- Problem details
Please copy each line below that contains the string "every".

Given records below:

PR #2684, opened 2018-09-15
reverse modify in migration

### LINKED ISSUE #2682: make modify work with ecto.rollback
* Elixir version (elixir -v): 1.7.0
* Database and version: psql (PostgreSQL) 10.4
* Ecto version (mix deps): ecto 2.2.10
* Database adapter and version (mix deps): postgrex 0.13.5
* Operating system: macOS 10.13.3

see also https://github.com/elixir-ecto/ecto/issues/858,
is it possible to make some modify to `modify` function (like add some option called `:from`) in order to support rollback/down?

```elixir
def change do
  alter table(:user) do
    # when down the change, just read it as "modify :username, :integer"
    # if not supplied with the :from option, just refuse rollback like the behavior now
    modify :username, :string, from: :integer
  end
end
```

otherwise I have to use `execute` for every single modify

```elixir
# lost the generalization and may not work in some database
execute """ALTER TABLE "user" ALTER COLUMN "username" TYPE VARCHAR""",
        """ALTER TABLE "user" ALTER COLUMN "username" TYPE INT"""
```

(and thus function `modify` would be never useful for me)

not to mention it is hard to hand write `execute` command like

```elixir
modify :user_id, references(:users, type: :string), from: :string
```

I really need `ecto.rollback`, but I won't write `down` unless `modify` is the only action in `change` (otherwise, I'd have to revert every action in `down` even if it could be automatically `down`)

clouds56:
This pull request fixes #2682 via adding ability for `modify` to revert.

If use `modify` with `:from` option, e.g.
```elixir
alter table(:some_table) do
  # the option :from is optional, if not supplied, it works just as before (could not revert at all)
  modify :some_field, new_type, from: old_type
end
```
it could revert the change when `ecto.rollback`.

Note that since we get more information in of the `old` type, it is possible to do more thing when modify the type, such as to remove the foreign key constraint for the modified column if exists when the `old_type` is some reference.
(This feature only available for adapters of postgresql now, I think it could be port to mysql as well.)
Be careful when use with rename, you'd like to rename/remove the constraint as well.
```elixir
alter table(:some_table) do
  # remove the constraints some_table_old_name_fkey
  modify :old_name, :old_type, from: reference(:table1, type: :old_type)
end
alter table(:table1) do
  modify :old_name, :new_type, from: :old_type
end
rename table(:some_table), :old_name, to: :new_name
alter table(:some_table) do
  # add the constraints some_table_new_name_fkey
  modify :new_name, reference(:table1, type: :new_type), from: old_type
end
```

All the change would remain compatibility with old code (that is if no `:from` supplied, no constraints would be removed and no `ecto.rollback` could be performed.

### DIFF
--- a/integration_test/sql/migration.exs
+++ b/integration_test/sql/migration.exs
@@ -79,27 +79,21 @@ defmodule Ecto.Integration.MigrationTest do
         add :id, :integer, primary_key: true
       end
       create table(:modify_from_posts) do
-        add :author, references(:modify_from_authors, type: :integer)
+        add :author_id, references(:modify_from_authors, type: :integer)
       end
 
       if direction() == :up do
-        execute "INSERT INTO modify_from_authors (id) VALUES (1)"
-        execute "INSERT INTO modify_from_posts (author) VALUES (1)"
+        flush()
+        PoolRepo.insert_all "modify_from_authors", [[id: 1]]
+        PoolRepo.insert_all "modify_from_posts", [[author_id: 1]]
       end
 
       alter table(:modify_from_posts) do
-        # remove the constraints modify_from_posts_author_fkey
-        modify :author, :integer, from: references(:modify_from_authors, type: :integer)
+        # remove the constraints modify_from_posts_author_id_fkey
+        modify :author_id, :integer, from: references(:modify_from_authors, type: :integer)
       end
       alter table(:modify_from_authors) do
         modify :id, :bigint, from: :integer
-      end
-      case PoolRepo.__adapter__ do
-        Ecto.Adapters.MySQL ->
-          execute ~s{ALTER TABLE modify_from_posts CHANGE author author_id BIGINT UNSIGNED},
-                  ~s{ALTER TABLE modify_from_posts CHANGE author_id author BIGINT UNSIGNED}
-        _ ->
-          rename table(:modify_from_posts), :author, to: :author_id
       end
       alter table(:modify_from_posts) do
         # add the constraints modify_from_posts_author_id_fkey
--- a/integration_test/sql/migration.exs
+++ b/integration_test/sql/migration.exs
@@ -94,7 +94,13 @@ defmodule Ecto.Integration.MigrationTest do
       alter table(:modify_from_authors) do
         modify :id, :bigint, from: :integer
       end
-      rename table(:modify_from_posts), :author, to: :author_id
+      case PoolRepo.__adapter__ do
+        Ecto.Adapters.MySQL ->
+          execute ~s{ALTER TABLE modify_from_posts CHANGE author author_id BIGINT UNSIGNED},
+                  ~s{ALTER TABLE modify_from_posts CHANGE author_id author BIGINT UNSIGNED}
+        _ ->
+          rename table(:modify_from_posts), :author, to: :author_id
+      end
       alter table(:modify_from_posts) do
         # add the constraints modify_from_posts_author_id_fkey
         modify :author_id, references(:modify_from_authors, type: :bigint), from: :integer
--- a/integration_test/sql/migration.exs
+++ b/integration_test/sql/migration.exs
@@ -71,6 +71,37 @@ defmodule Ecto.Integration.MigrationTest do
     end
   end
 
+  defmodule AlterColumnFromMigration do
+    use Ecto.Migration
+
+    def change do
+      create table(:modify_from_authors, primary_key: false) do
+        add :id, :integer, primary_key: true
+      end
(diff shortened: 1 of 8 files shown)


josevalim:
Thank you @clouds56, this looks great! Can you please update MySQL too? You can run all tests with `mix test.all`. I believe we also need an [integration test here](https://github.com/elixir-ecto/ecto/blob/master/integration_test/sql/migration.exs) and to update the docs. Let me know if you have any questions!

clouds56:
`DROP FOREIGN KEY IF EXISTS` for mysql/mariadb wouldn't work until 10.1.26. https://stackoverflow.com/questions/17161496/drop-foreign-key-only-if-it-exists
We could not achieve the exact same thing in mysql in earlier version.

There're 3 options:
1. use `DROP FOREIGN KEY IF EXISTS` and this works only for mariadb 10.1.26
2. use `DROP FOREIGN KEY` directly and it would fail if some rename of the field or drop of the constraint happens before the `modify`, (anyway, they could write `modify some_field, :new_type, from: :bigint` to avoid the `DROP FOREIGN KEY`)
3. do not drop the constraints at all for mysql/mariadb (user could drop it themselves before modify types)

I prefer the option 2, people could either take one of the following action before modify.
a) rename the field to the old name and `modify :some_field, :new_type, from: :references(type: :actual_type)`
b) drop the constraints manually and `modify :some_field, :new_type, from: :actual_type`

clouds56:
Sorry, I don't have a mysql configured my side. (and did not know that mysql adapter doesn't support rename column)
@josevalim, is there any documentation on how to configure a mysql server for test? I suffered from `randomuser` not exists.
and I wonder how RenameColumnMigration could work?

josevalim:
Thanks @clouds56! I would go with this solution for MySQL:

> use DROP FOREIGN KEY IF EXISTS and this works only for mariadb 10.1.26

It is the simplest and if people want to use this feature, then they can update their MySQL version. We can add a tag to the test and disable the tag by default for MySQL.

Also note that Ecto 3.1 will require MySQL 5.7, so it is likely that we will be close to the required MySQL version anyway.

integration_test/sql/migration.exs
```diff
@@ -71,6 +71,43 @@ defmodule Ecto.Integration.MigrationTest do
...
+    def change do
+      create table(:modify_from_authors, primary_key: false) do
+        add :id, :integer, primary_key: true
+      end
+      create table(:modify_from_posts) do
+        add :author, references(:modify_from_authors, type: :integer)
+      end
+
+      if direction() == :up do
+        execute "INSERT INTO modify_from_authors (id) VALUES (1)"
```
josevalim: Let's use `Repo.insert_all "modify_from_authors", [[id: 1]]` and `Repo.insert_all "modify_from_posts", [[author: 1]]`. I think you will have to call `flush()` before though, to ensure the migration is executed before.

integration_test/sql/migration.exs
```diff
@@ -71,6 +71,43 @@ defmodule Ecto.Integration.MigrationTest do
...
+      end
+
+      alter table(:modify_from_posts) do
+        # remove the constraints modify_from_posts_author_fkey
+        modify :author, :integer, from: references(:modify_from_authors, type: :integer)
+      end
+      alter table(:modify_from_authors) do
+        modify :id, :bigint, from: :integer
+      end
+      case PoolRepo.__adapter__ do
```
josevalim: We avoid doing this in tests. Since you have added a tag to the test as `@tag :modify_column_with_from`, we can go to `integration_test/mysql/test_helper.exs` and exclude that tag. But please make sure to leave a TODO on top of the tag saying we can enable the test once we require 5.7+.

integration_test/sql/migration.exs
```diff
@@ -71,6 +71,43 @@ defmodule Ecto.Integration.MigrationTest do
...
+        Ecto.Adapters.MySQL ->
+          execute ~s{ALTER TABLE modify_from_posts CHANGE author author_id BIGINT UNSIGNED},
+                  ~s{ALTER TABLE modify_from_posts CHANGE author_id author BIGINT UNSIGNED}
+        _ ->
+          rename table(:modify_from_posts), :author, to: :author_id
```
josevalim: Is the rename column a necessary part of this test? I would remove it from here, as it means we either cannot run this test for MySQL or we need to special case the MySQL logic, none which are desired.

clouds56:
I thought someone would rename the field or drop the constraint before the modify, but you are right, inconsistency may happen here.

josevalim:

End of Given records.

- Answer section
otherwise I have to use `execute` for every single modify
I really need `ecto.rollback`, but I won't write `down` unless `modify` is the only action in `change` (otherwise, I'd have to revert every action in `down` even if it could be automatically `down`)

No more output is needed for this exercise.